The newest political group in town who meets at Ruffinos once a month had Southwest Medical Center put on a presentation and take questions on Thursday night. SWMC CEO Norm Lambert and local insurance owner/agent Al Shank told the group about what will occur if the hospital bond were to pass this Tuesday. Lambert and Shank then took questions from the crowd of just over twenty.
One concerned citizen questioned rather or not the hospital should be advertising no taxes if the bond passes. The citizen said the taxpayers could share the burden if the hospital couldn't pay for it down the road. Shank agreed that there is an outside shot that the hospital could have to enforce the county to levy taxes to pay for it if things went bad, but that it isn't very likely. Shank added that the hospital has a proven track record of paying for its own needs.
Shank also stressed how important it is for Liberal to have a strong hospital if health care reform is passed or changed. He said the weak hospitals would likely be the first to go and that Liberal needs to make sure and continue being one of the top places for medical care in this area. Shank also added that the people who actually use the hospital will be who pays for it, including people from surrounding communities.

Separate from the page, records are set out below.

Issue #344, opened 2019-04-25
Remove flag that adds additional role binding to deployer


vcanaa:
Some deployers running in test mode need cluster wide access, which is more powerful than the official namespace access. In order to unblock verification for these particular apps, a flag for adding additional role bindings was introduced.

This flag can be removed once verification does not require cluster wide access for these apps.

eshiroma:
Verification is expected to leverage the same execution model.

PR #345, opened 2019-04-26
Improving verification logs + allowing deployer to use cluster-admin privileges in verification.

vcanaa:
Merge ruela/verification first

Allowing deployer to test some apps as cluster-admin, since it needs to poll some cluster wide resources to detect that the app is ready.

#344


marketplace/deployer_envsubst_base/create_manifests.sh
```diff
@@ -45,6 +45,8 @@ mkdir "$manifest_dir"
 if [[ "$mode" = "test" ]]; then
   if [[ -e "/data-test" ]]; then
     cp -RT "/data-test" "/data"
+  else
+    echo "$LOG_SMOKE_TEST ERROR Missing /data-test."
```
huyhg: Is this an error? We'll simply skip if there is no `/data-test`, right?

marketplace/deployer_util/run_tester.py
```diff
@@ -73,30 +79,31 @@ def main():
...
-          full_name, namespace)).output)
-
-
-def log(msg):
-  sys.stdout.write(msg + "\n")
-  sys.stdout.flush()
+def print_tester_logs(full_name, namespace):
+  try:
+    Command(
+        '''kubectl logs {} --namespace="{}"'''.format(full_name, namespace),
```
huyhg: single quotes instead?

marketplace/deployer_util/log_util.py
```diff
@@ -0,0 +1,23 @@
...
+# Unless required by applicable law or agreed to in writing, software
+# distributed under the License is distributed on an "AS IS" BASIS,
+# WITHOUT WARRANTIES OR CONDITIONS OF ANY KIND, either express or implied.
+# See the License for the specific language governing permissions and
+# limitations under the License.
+
+import sys
+
+
+def log(msg, *args):
```
huyhg: Can we mimic glog so that in the future we can use it as a drop-in replacement for this? This gets rid of the `ERROR` and `INFO` strings in individual log messages.

```
log.info()
log.warn()
log.error()
log.fatal()
```

(We shouldn't use glog now as its default configuration doesn't meet our need, which would require every binary to be changed to configure glog before it starts).

marketplace/deployer_util/overlay_test_schema.py
```diff
@@ -41,6 +44,12 @@ def main():
   dest = load_yaml(args.dest)
   if 'properties' in dest:
     for prop in orig['properties']:
+      if (deep_get(orig, 'properties', prop, 'x-google-marketplace', 'type') !=
+          deep_get(dest, 'properties', prop, 'x-google-marketplace', 'type')):
+        log(
+            "{} WARNING Changing x-google-marketplace type is not allowed. Property: {}",
```
huyhg: shouldn't this be an fatal error instead of warning?

marketplace/deployer_util/constants.py
```diff
@@ -13,3 +13,5 @@
 # limitations under the License.
 
 GOOGLE_CLOUD_TEST = 'marketplace.cloud.google.com/verification'
+
+LOG_SMOKE_TEST = 'LOG_SMOKE_TEST'
```
huyhg: I wonder if this is providing good enough value to justify over the inconsistency with what we currently have in our code. It seems that it's clear enough that these messages are talking about the tests.

My recommendation is to remove these log prefixes, in both sh and py.

scripts/verify
```diff
@@ -35,6 +35,10 @@ case $i in
     istio="${i#*=}"
     shift
     ;;
+  --role=*)
```
huyhg: Not clear what this is for. `--additional_clusterrole`?

scripts/verify
```diff
@@ -124,9 +128,19 @@ function clean_and_exit() {
   [[ -z "$message" ]] || echo "$message"
 
   delete_namespace
+  if [[ ! -z "$deployer_role_name" ]]; then
+    kubectl delete clusterrolebinding "$deployer_role_name"
+  fi
   exit 1
 }
 
+# TODO(#344) Remove
```
huyhg: - Move this to the line where the flag is defined.
- Clarify: `TODO(#344) Remove this flag once we have better support`

marketplace/deployer_envsubst_base/create_manifests.sh
vcanaa: It is an error. But the test pipeline should keep going to collect more results to show in the report.

marketplace/deployer_util/constants.py
vcanaa: I am adding them to help parse out for the report. Think of them as something that will be consumed by our code down the road. It will help have them label so we can control what to show and where.

marketplace/deployer_util/overlay_test_schema.py
vcanaa: I was originally inclined to treat as a warning and let the test itself make the decision. But maybe it is better to fail fast here.

scripts/verify
vcanaa: What about `--additional_deployer_role`

marketplace/deployer_envsubst_base/create_manifests.sh
huyhg: this variable is not defined in this file

marketplace/deployer_helm_base/create_manifests.sh
```diff
@@ -67,6 +67,11 @@ extract_manifest "$data_dir"
 if [[ "$mode" = "test" ]]; then
   extract_manifest "$test_data_dir"
 
+  if [[ ! -e "$data_dir/extracted" ]]; then
+    echo "$LOG_SMOKE_TEST No test charts declared."
```
huyhg: this variable is not defined in this file

marketplace/deployer_util/constants.py
huyhg: Maybe we should drop the `LOG_` prefix

marketplace/deployer_util/wait_for_ready.py
```diff
@@ -30,8 +30,9 @@ def main():
   parser.add_argument('--timeout')
   args = parser.parse_args()
 
-  log("INFO Wait {} seconds for the application '{}' to get into ready state"
-      .format(args.timeout, args.name))
+  log.info(
+      "Wait {} seconds for the application '{}' to get into ready state".format(
```
huyhg: rm `format`

marketplace/deployer_util/wait_for_ready.py
```diff
@@ -65,20 +66,22 @@ def main():
...
-      log("INFO Initialization: Found applications.app.k8s.io/{} ready status to be {}."
+      log.info(
+          "Initialization: Found applications.app.k8s.io/{} ready status to be {}."
           .format(args.name, healthy))
       previous_healthy = healthy
       if healthy:
-        log("INFO Wait {} seconds to make sure app stays in healthy state."
-            .format(min_time_before_healthy))
+        log.info(
+            "Wait {} seconds to make sure app stays in healthy state.".format(
```
huyhg: rm `format`

marketplace/deployer_util/wait_for_ready.py
```diff
@@ -65,20 +66,22 @@ def main():
...
     healthy = True
     for resource in top_level_resources:
       healthy = is_healthy(resource)
       if not healthy:
         break
 
     if previous_healthy != healthy:
-      log("INFO Initialization: Found applications.app.k8s.io/{} ready status to be {}."
+      log.info(
+          "Initialization: Found applications.app.k8s.io/{} ready status to be {}."
```
huyhg: rm `format`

The same concerned citizen then also asked Lambert why the hospital needs to to build an office building for doctors. Lambert responded by saying that it makes it easier to recruit doctors to Liberal, and that it is beneficial to patients as well so they don't have to drive across town to see their doctor. Lambert added that a new doctor who is set to join SWMC a little later this year said that the current layout for the bond is exactly the type of facility he is looking for to work in.
Advance voting will end on Monday at noon. The polls on Tuesday will be open from 7 a.m. - 7 p.m. at the Activity Center.
After SWMC presented and took questions the group also discussed possible names for the group and will vote on the name "Tri Corner Society" at their next meeting. They also discussed ways to let politicians in Topeka know that Western Kansas wants to be heard.